**RECORDS FOR THE EXERCISE:**
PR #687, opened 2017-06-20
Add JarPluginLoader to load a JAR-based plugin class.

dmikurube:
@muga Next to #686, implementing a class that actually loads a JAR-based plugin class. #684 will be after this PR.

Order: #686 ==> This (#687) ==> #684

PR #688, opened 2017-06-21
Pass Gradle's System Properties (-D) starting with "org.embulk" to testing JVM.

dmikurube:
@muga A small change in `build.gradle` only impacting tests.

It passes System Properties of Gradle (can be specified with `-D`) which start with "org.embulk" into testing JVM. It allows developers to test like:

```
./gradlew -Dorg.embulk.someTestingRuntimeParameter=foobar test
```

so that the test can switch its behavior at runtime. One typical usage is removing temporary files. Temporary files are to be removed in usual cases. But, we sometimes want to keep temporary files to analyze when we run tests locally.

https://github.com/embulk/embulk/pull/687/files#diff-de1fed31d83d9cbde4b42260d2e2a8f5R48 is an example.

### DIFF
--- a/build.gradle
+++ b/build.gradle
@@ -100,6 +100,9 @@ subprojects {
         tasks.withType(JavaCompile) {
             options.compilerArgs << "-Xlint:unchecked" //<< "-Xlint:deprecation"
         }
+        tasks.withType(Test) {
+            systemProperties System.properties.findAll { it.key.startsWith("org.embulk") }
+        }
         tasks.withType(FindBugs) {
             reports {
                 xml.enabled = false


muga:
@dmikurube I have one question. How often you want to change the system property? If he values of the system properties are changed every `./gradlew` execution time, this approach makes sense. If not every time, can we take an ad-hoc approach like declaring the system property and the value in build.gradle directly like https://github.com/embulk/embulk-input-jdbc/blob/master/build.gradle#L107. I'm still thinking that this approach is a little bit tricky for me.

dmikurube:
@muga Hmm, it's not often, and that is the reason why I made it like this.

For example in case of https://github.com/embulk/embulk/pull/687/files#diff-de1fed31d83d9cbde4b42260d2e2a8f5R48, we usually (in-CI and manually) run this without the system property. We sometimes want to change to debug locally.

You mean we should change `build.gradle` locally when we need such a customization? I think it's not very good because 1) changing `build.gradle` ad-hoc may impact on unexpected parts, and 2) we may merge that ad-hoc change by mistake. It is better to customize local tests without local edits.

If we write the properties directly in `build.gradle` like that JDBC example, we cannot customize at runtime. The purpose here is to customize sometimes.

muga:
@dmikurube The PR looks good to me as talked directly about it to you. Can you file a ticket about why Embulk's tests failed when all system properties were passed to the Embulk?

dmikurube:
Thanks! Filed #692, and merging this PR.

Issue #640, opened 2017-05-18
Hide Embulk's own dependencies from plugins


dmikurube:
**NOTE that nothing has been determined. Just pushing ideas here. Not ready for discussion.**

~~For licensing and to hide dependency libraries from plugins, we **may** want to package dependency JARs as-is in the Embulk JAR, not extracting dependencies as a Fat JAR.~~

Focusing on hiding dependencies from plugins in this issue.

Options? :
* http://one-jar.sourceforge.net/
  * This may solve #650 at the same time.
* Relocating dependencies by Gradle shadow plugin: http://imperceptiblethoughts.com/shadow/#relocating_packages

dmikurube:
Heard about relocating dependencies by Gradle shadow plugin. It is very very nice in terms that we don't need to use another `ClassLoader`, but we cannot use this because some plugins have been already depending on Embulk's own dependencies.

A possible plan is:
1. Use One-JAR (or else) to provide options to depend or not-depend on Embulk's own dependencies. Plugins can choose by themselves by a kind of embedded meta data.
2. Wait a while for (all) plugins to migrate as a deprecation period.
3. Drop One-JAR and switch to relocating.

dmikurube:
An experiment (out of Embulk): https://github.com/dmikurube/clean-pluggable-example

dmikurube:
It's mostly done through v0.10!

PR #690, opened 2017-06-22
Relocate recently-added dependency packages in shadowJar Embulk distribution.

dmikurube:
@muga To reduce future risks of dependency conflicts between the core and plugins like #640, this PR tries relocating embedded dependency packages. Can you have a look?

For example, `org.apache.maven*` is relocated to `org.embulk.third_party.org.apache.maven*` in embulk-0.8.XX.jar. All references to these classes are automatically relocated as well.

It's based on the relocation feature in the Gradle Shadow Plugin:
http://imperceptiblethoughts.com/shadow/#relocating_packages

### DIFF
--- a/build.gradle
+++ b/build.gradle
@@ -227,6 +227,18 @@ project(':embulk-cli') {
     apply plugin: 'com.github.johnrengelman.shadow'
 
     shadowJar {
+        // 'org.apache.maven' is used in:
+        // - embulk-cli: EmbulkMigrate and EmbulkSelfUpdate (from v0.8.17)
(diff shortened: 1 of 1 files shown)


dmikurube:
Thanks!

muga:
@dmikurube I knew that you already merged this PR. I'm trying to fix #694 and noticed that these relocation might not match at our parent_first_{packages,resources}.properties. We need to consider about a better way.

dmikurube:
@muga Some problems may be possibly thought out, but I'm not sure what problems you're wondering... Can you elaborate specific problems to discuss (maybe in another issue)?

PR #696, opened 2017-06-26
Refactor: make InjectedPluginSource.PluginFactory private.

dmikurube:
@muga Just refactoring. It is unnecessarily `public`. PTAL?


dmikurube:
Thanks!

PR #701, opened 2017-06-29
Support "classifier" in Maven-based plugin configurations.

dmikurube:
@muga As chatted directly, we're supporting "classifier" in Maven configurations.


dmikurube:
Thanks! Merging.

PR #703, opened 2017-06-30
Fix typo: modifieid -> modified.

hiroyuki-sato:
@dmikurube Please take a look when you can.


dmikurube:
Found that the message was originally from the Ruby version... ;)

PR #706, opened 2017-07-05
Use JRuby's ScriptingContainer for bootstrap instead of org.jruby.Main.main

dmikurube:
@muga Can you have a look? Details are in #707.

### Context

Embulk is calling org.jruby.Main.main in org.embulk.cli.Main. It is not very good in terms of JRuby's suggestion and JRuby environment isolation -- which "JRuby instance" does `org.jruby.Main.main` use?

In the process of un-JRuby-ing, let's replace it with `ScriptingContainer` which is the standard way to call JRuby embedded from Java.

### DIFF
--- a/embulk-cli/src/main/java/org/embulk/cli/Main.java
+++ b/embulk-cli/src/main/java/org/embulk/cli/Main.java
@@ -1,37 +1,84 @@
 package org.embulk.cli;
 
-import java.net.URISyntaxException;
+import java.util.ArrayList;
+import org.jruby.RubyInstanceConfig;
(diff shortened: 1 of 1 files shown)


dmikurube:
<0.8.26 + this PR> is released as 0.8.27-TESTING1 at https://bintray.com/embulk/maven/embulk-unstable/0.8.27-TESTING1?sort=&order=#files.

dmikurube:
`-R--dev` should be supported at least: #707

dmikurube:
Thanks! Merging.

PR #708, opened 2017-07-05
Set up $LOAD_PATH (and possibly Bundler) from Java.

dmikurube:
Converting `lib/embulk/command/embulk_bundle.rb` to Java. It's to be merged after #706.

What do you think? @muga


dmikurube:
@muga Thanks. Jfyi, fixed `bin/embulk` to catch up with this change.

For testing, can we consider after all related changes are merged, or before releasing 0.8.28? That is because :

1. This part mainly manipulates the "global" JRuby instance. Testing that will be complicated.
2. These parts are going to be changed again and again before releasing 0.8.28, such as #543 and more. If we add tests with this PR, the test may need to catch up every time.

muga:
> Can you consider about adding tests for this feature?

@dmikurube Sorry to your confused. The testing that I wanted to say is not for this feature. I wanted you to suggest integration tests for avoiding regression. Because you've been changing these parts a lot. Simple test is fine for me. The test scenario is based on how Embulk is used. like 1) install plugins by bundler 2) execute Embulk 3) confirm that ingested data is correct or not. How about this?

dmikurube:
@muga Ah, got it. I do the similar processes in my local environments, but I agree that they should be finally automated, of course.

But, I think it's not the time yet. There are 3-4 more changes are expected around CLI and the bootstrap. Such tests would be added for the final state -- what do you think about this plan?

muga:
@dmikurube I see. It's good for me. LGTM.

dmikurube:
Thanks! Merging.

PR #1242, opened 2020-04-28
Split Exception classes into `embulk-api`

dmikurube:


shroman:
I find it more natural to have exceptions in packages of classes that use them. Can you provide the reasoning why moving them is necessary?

**YOUR INSTRUCTIONS:** Wherever a line in the data above holds "sometimes", copy that line.

**SOLUTION:**
so that the test can switch its behavior at runtime. One typical usage is removing temporary files. Temporary files are to be removed in usual cases. But, we sometimes want to keep temporary files to analyze when we run tests locally.
For example in case of https://github.com/embulk/embulk/pull/687/files#diff-de1fed31d83d9cbde4b42260d2e2a8f5R48, we usually (in-CI and manually) run this without the system property. We sometimes want to change to debug locally.
If we write the properties directly in `build.gradle` like that JDBC example, we cannot customize at runtime. The purpose here is to customize sometimes.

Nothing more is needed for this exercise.